On 2012/09/13 19:45:54, Avi wrote: > The design works so far, but it doesn't handle cases like crbug.com/42342 where > we'd need to expose this as try_malloc in WebKit. I've managed to get this far without ever hearing about that, but the image-bitmap version seems to come up every three months or so, so I'm willing to just punt on 42342 :-). https://codereview.chromium.org/10908245/diff/1/base/process_util.h File base/process_util.h (right): https://codereview.chromium.org/10908245/diff/1/base/process_util.h#newcode866 base/process_util.h:866: BASE_EXPORT void* oom_safe_malloc(size_t size); On 2012/09/13 19:45:54, Avi wrote: > I don't like the name "oom safe". While it's safe from the oom killer, it's a > very _unsafe_ call overall. I'd lean towards "unsafe_malloc" or the like. Well, it's not _unsafe_, per se. Just against general policy. unchecked_malloc()? original_malloc() or system_malloc() seem kind implementation-driven, but since this is explicitly a case about avoiding a bit of our implementation, seems fair. I suppose it would also be worth putting in a scary comment, like "If you use this without running it by a few of the OSX developers, your code will be reverted." https://codereview.chromium.org/10908245/diff/1/base/process_util_mac.mm File base/process_util_mac.mm (left): https://codereview.chromium.org/10908245/diff/1/base/process_util_mac.mm#oldc... base/process_util_mac.mm:848: return NULL; On 2012/09/13 19:45:54, Avi wrote: > Thanks for removing this. Oops, added about this to the CL description.

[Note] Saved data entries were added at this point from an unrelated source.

PR #798, opened 2019-04-16
Payroll: Fix accrued salary calculation

facuspagnuolo:
Accrued salary was being capped to max int if it there was an overflow. I'm splitting the way we calculate owed salary in order to:
- Revert in case the employer tries to set a new salary when the owed salary amount could not be represented as accrued salary due to an overflow
- Rescue capping to max int in case we are computing a payroll payment to allow employees withdrawing at least a portion of their owed salary

The rest of the scenarios (reimbursements and bonuses) will never overflow since those additions are being calculated with `SafeMath`.

### DIFF
--- a/future-apps/payroll/contracts/Payroll.sol
+++ b/future-apps/payroll/contracts/Payroll.sol
@@ -9,7 +9,6 @@ import "@aragon/os/contracts/common/IForwarder.sol";
 import "@aragon/os/contracts/lib/math/SafeMath.sol";
 import "@aragon/os/contracts/lib/math/SafeMath64.sol";
 import "@aragon/os/contracts/lib/math/SafeMath8.sol";
-import "@aragon/os/contracts/common/Uint256Helpers.sol";
 
 import "@aragon/ppf-contracts/contracts/IFeed.sol";
 import "@aragon/apps-finance/contracts/Finance.sol";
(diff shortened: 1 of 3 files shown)


future-apps/payroll/contracts/Payroll.sol
```diff
@@ -649,8 +650,8 @@ contract Payroll is EtherTokenConstant, IForwarder, IsContract, AragonApp {
      * @param _employeeId Employee's identifier
      * @return Total amounts of previous and current owed salaries for the requested employee since their last payroll
      */
-    function _getOwedSalary(uint256 _employeeId) internal view returns (uint256 currentOwedSalary, uint256 totalOwedSalary) {
-        currentOwedSalary = _getCurrentOwedSalary(_employeeId);
+    function _getOwedSalaries(uint256 _employeeId) internal view returns (uint256 currentOwedSalary, uint256 totalOwedSalary) {
+        currentOwedSalary = _getCurrentCappedOwedSalary(_employeeId);
         totalOwedSalary = currentOwedSalary + employees[_employeeId].accruedSalary;
```
sohkai: Hmm, but wouldn't this be possible of overflowing?

facuspagnuolo: Yes, and we are performing a check to cap it again if that happens in the next line (see [L657](https://github.com/aragon/aragon-apps/pull/798/files#diff-9d7adaffbcce19867f027a983a30bcc7R657))

sohkai: 🙈 missed that in the diff!

future-apps/payroll/contracts/Payroll.sol
```diff
@@ -608,7 +607,7 @@ contract Payroll is EtherTokenConstant, IForwarder, IsContract, AragonApp {
         }
 
         // This function is only called from _payday, where we make sure that _payedAmount is lower than or equal to the
-        // total owed amount, that is obtained from _getCurrentOwedSalary, which does exactly the opposite calculation:
+        // total owed amount, that is obtained from _getCurrentCappedOwedSalary, which does exactly the opposite calculation:
         // multiplying the employee's salary by an uint64 number of seconds. Therefore, timeDiff will always fit in 64.
         // Nevertheless, we are performing a sanity check at the end to ensure the computed last payroll timestamp
         // is not greater than the current timestamp.
```
sohkai: I just reread this comment, and I think the sanity check has been removed now (it must've been `lastPayroolDate.toUint64()`?

facuspagnuolo: Added a last commit improving this casting

PR #800, opened 2019-04-16
Agent: allow tests to be shared

sohkai:
Similar to #668, but for subclasses of Agent (e.g. some of Apiary's contracts). cc @osarrouy


osarrouy:
That will be perfect to test the pool app :) Thanks a lot!

PR #806, opened 2019-04-16
voting: fetch active account votes in script

2color:
## What
- Move active account vote fetching to worker script

## Why
- Previous, every update to votes from the app reducer would fetch voter state for all votes, 
- With this change, we only fetch all the votes when the active account changes and fetch individual votes' state when a `CastVote` eth event is processed


apps/voting/app/src/script.js
```diff
@@ -137,17 +165,39 @@ async function createStore(token, tokenSettings) {
  *                     *
  ***********************/
 
-async function castVote(state, { voteId }) {
-  // Let's just reload the entire vote again,
-  // cause do we really want more than one source of truth with a blockchain?
+async function updateConnectedAccount(state, { account }) {
+  return {
+    ...state,
+    connectedAccount: account,
```
sohkai: Let's keep this outside of the cache, by moving this state to be outside of `createStore()`

apps/voting/app/src/script.js
```diff
@@ -137,17 +165,39 @@ async function createStore(token, tokenSettings) {
...
+    connectedAccountVotes: await getAccountVotes({
+      connectedAccount: account,
+      votes: state.votes,
+    }),
+  }
+}
+
+async function castVote(state, { voteId, voter }) {
+  const { connectedAccount, connectedAccountVotes } = state
+  // get the voter to see if
```
sohkai:
```suggestion
  // If the connected account was the one who made the vote, update their voter status
```

apps/voting/app/src/script.js
```diff
@@ -169,12 +219,39 @@ async function startVote(state, { creator, metadata, voteId }) {
...
+        states[voteId] = voteType
+        return states
+      }, {})
+    )
+    .catch(console.error)
+
+  return connectedAccountVotes
+}
+
+async function getAccountSpecificVote({ connectedAccount = '', voteId = '' }) {
```
sohkai: What do you think about renaming this to `getVoterState()` to mimic the contract call?

apps/voting/app/src/script.js
```diff
@@ -169,12 +219,39 @@ async function startVote(state, { creator, metadata, voteId }) {
...
+  return app
+    .call('getVoterState', voteId, connectedAccount)
+    .toPromise()
+    .then(voteTypeFromContractEnum)
+    .then(voteType => ({ voteId, voteType }))
+    .catch(console.error)
+}
```
sohkai: Could we move both of these new functions to be in the `helpers` section, since they're not directly called on events?

apps/voting/app/src/script.js
```diff
@@ -169,12 +219,39 @@ async function startVote(state, { creator, metadata, voteId }) {
   }))
 }
 
+async function getAccountVotes({ connectedAccount = '', votes = [] }) {
```
sohkai: Probably don't need the default args for both of these functions, I think web3 would complain if we tried to use an empty address too.

2color:
Tested again after applying changes. Looking good

Issue #732, opened 2019-03-24
Voting: don't show "execute" steps if no execution script is included in the vote


sohkai:
We could avoid showing the notion of "execution" in the frontend if no execution script is included, to avoid users being confused that a non-binding "yes/no" vote "requires execution"

cc @aragon/design

dizzypaty:
Yes, totally agree. Let's remove the 'Execute vote' button. Also, I think we should change the status to 'Passed' or 'Rejected' rather than 'Executed'.

sohkai:
Closed with #808.

PR #808, opened 2019-04-17
Voting app: clarify polls

bpierre:
Fixes https://github.com/aragon/aragon-apps/issues/582 and https://github.com/aragon/aragon-apps/issues/732

all-votes
panel-1
panel-2

### DIFF
--- a/apps/voting/app/src/components/NewVotePanelContent.js
+++ b/apps/voting/app/src/components/NewVotePanelContent.js
@@ -76,7 +76,6 @@ class NewVotePanelContent extends React.Component {
         )}
         {screenIndex === 1 && (
           <div>
-            <p css="margin: 30px 0 20px">Coming soon!</p>
             <Info.Action title="These votes are binding">
               <div
                 css={`
--- a/apps/voting/app/src/components/NewVotePanelContent.js
+++ b/apps/voting/app/src/components/NewVotePanelContent.js
@@ -1,9 +1,10 @@
 import React from 'react'
 import styled from 'styled-components'
-import { Button, Info, Text, TextInput, Field } from '@aragon/ui'
+import { TabBar, Button, Info, Text, TextInput, Field } from '@aragon/ui'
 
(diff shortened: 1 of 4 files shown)


apps/voting/app/src/components/NewVotePanelContent.js
```diff
@@ -31,30 +35,62 @@ class NewVotePanelContent extends React.Component {
...
+            items={['Question', 'Action']}
+            selected={screenIndex}
+            onChange={this.handleTabChange}
+          />
+        </div>
+        {screenIndex === 0 && (
+          <Form onSubmit={this.handleSubmit}>
+            <Field label="Question">
+              <TextInput
+                ref={question => (this.questionInput = question)}
```
sohkai: It would be nice if we focused this input on navigating back to the tab.

apps/voting/app/src/components/NewVotePanelContent.js
```diff
@@ -31,30 +35,62 @@ class NewVotePanelContent extends React.Component {
...
+                  Questions are used for signaling and don’t have any direct
+                  repercussions on the organization.
+                </div>
+              </Info.Action>
+            </div>
+          </Form>
+        )}
+        {screenIndex === 1 && (
+          <div>
+            <p css="margin: 30px 0 20px">Coming soon!</p>
```
sohkai: Not sure if we decided on keeping this @dizzypaty

dizzypaty: Mmm... we can keep it if we plan to eventually make it available from here (https://github.com/aragon/aragon-apps/issues/582#issuecomment-443433985). Otherwise I'm fine with removing it! I know this tab still feels a bit weird and empty but I'll definitely rethink this on the next iteration of the voting app.

luisivan: Yeah let's remove the Coming Soon part

PR #812, opened 2019-04-17
Voting: fix bug with votes not loading initially

2color:


apps/voting/app/src/app-state-reducer.js
```diff
@@ -26,6 +32,8 @@ function appStateReducer(state) {
       tokenDecimals: tokenDecimalsNum,
     },
 
+    connectedAccountVotes: connectedAccountVotes || {},
```
2color: This is to ensure there's an object in https://github.com/aragon/aragon-apps/blob/4afc2ad92c5633eeb7545f716c46703ff42193ab/apps/voting/app/src/vote-hooks.js#L29-L32

apps/voting/app/src/script.js
```diff
@@ -222,7 +224,7 @@ async function startVote(state, { creator, metadata, voteId }) {
  *                     *
  ***********************/
 
-async function getAccountVotes({ connectedAccount, votes }) {
+async function getAccountVotes({ connectedAccount, votes = [] }) {
```
sohkai: Can we leave a comment for why we need to default this?

2color:
> LGTM, I think I was the one that asked if we could remove the default for votes D:.

A comment in the first place would have prevented that :)

PR #883, opened 2019-06-05
Voting: Complete contract inline documentation

facuspagnuolo:
Simply adding and polishing voting contract inline documentation.

### DIFF
--- a/apps/voting/contracts/Voting.sol
+++ b/apps/voting/contracts/Voting.sol
@@ -70,12 +70,12 @@ contract Voting is IForwarder, AragonApp {
     }
 
     /**
-     * @notice Initialize Voting app with `_token.symbol(): string` for governance, minimum support of `@formatPct(_supportRequiredPct)`%, minimum acceptance quorum of `@formatPct(_minAcceptQuorumPct)`%, and a voting duration of `@transformTime(_voteTime)`
-     * @param _token MiniMeToken Address that will be used as governance token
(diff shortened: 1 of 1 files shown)


apps/voting/contracts/Voting.sol
```diff
@@ -311,14 +335,17 @@ contract Voting is IForwarder, AragonApp {
         }
     }
 
+    /**
+     * @dev Internal function to execute a vote. It assumes the queried vote exists.
```
bingen: Really good to add this here. It's unrelated to this PR (and I have said this before) but I don't like how this is done, as it's prone to error. This is supposed to be a "safe" function but it's not as it could be writing to an uninitialized vote in the mapping. It could be ourselves if we ever change this contract or anybody else inheriting it as it's an `internal` function.

facuspagnuolo: I see your point, but ofc it's a trade off between that and optimizing gas costs, specially in those situations where we want to ensure multiple conditions. That's why I added this in the meantime, at least until we come up with a decision, I think it helps pointing that out.

facuspagnuolo:
Thanks @bingen! I don't if it is a standard for us or not the way I aligned the `*`s. It was the way I did for Payroll and I wanted to replicate it here. Let's roll it back and change all in case we like the idea.

bingen:
> It was the way I did for Payroll

Hm, I'm afraid that was my fault! Hahaha.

The WebKit name for this is TryMalloc, though I'm not a fan of that. And this _is_ unsafe, or at least more unsafe than the oom malloc. Do we want to keep watch over the codebase? We could add it as a private function on a class and require users to explicitly list themselves as a friend to use it. That way we'd only need to keep an eye on one place. Yeah, I know. Eeew.
https://codereview.chromium.org/10908245/diff/9001/base/process_util_unittest.cc File base/process_util_unittest.cc (right): https://codereview.chromium.org/10908245/diff/9001/base/process_util_unittest... base/process_util_unittest.cc:1122: if (zone) Do we need these if calls? The default purgeable zone will exist post 10.6.
On 2012/09/13 20:21:17, Avi wrote: > The WebKit name for this is TryMalloc, though I'm not a fan of that. And this > _is_ unsafe, or at least more unsafe than the oom malloc. I don't really like TryMalloc, either. unsafe_malloc() feels mis-leading - the malloc itself is not unsafe, it's what you do with the results that is unsafe. An argument can perhaps be made that any caller who can do the right thing necessarily can handle the naming mis-match, but, still. > Do we want to keep watch over the codebase? We could add it as a private > function on a class and require users to explicitly list themselves as a friend > to use it. That way we'd only need to keep an eye on one place. > > Yeah, I know. Eeew. Aiigh! I'll poke at it to see how evil it looks. But I'm inclined to think that if we're to the point where we really need to do that, rather than try to address social problems with technological solutions it would be saner to just quit the project and go work on something else. Since this is inherently non-portable, nobody is likely to use it accidentally, and if they use it intentionally, so they'll either have a compelling argument, or will work around your barriers (for instance by calling sk_malloc_flags). https://codereview.chromium.org/10908245/diff/9001/base/process_util_unittest.cc File base/process_util_unittest.cc (right): https://codereview.chromium.org/10908245/diff/9001/base/process_util_unittest... base/process_util_unittest.cc:1122: if (zone) On 2012/09/13 20:21:25, Avi wrote: > Do we need these if calls? The default purgeable zone will exist post 10.6. Tough crowd! https://codereview.chromium.org/10908245/diff/9001/base/process_util_unittest... base/process_util_unittest.cc:1161: // runtime because it may not be present in the SDK used for compilation. Looks like I can fix this, too.
Scott, I won't LG this with the word "safe" in the name of the function. Everything else looks nice, but we need a different name. As bad as try_malloc is, it's better than oom_safe_malloc.
On 2012/09/13 21:15:47, shess wrote: > On 2012/09/13 20:21:17, Avi wrote: > > Do we want to keep watch over the codebase? We could add it as a private > > function on a class and require users to explicitly list themselves as a friend > > to use it. That way we'd only need to keep an eye on one place. > > > > Yeah, I know. Eeew. > > Aiigh! > > I'll poke at it to see how evil it looks. Wow. I have been entirely unable to make sk_malloc_flags() a friend function. The only way I could manage this was to declare a hider class which was friends with a provider class over in SkMemory_new_handler.cpp. I don't think it was a namespacing issue, because I didn't do anything special with the gateway class in terms of namespacing (well, except it couldn't be anon, of course). I think that would sum up to a class in process_util friending a class in base/mac somewhere which in turn friended a global class in skia-land. I'm not feeling enthusiastic about all that, really.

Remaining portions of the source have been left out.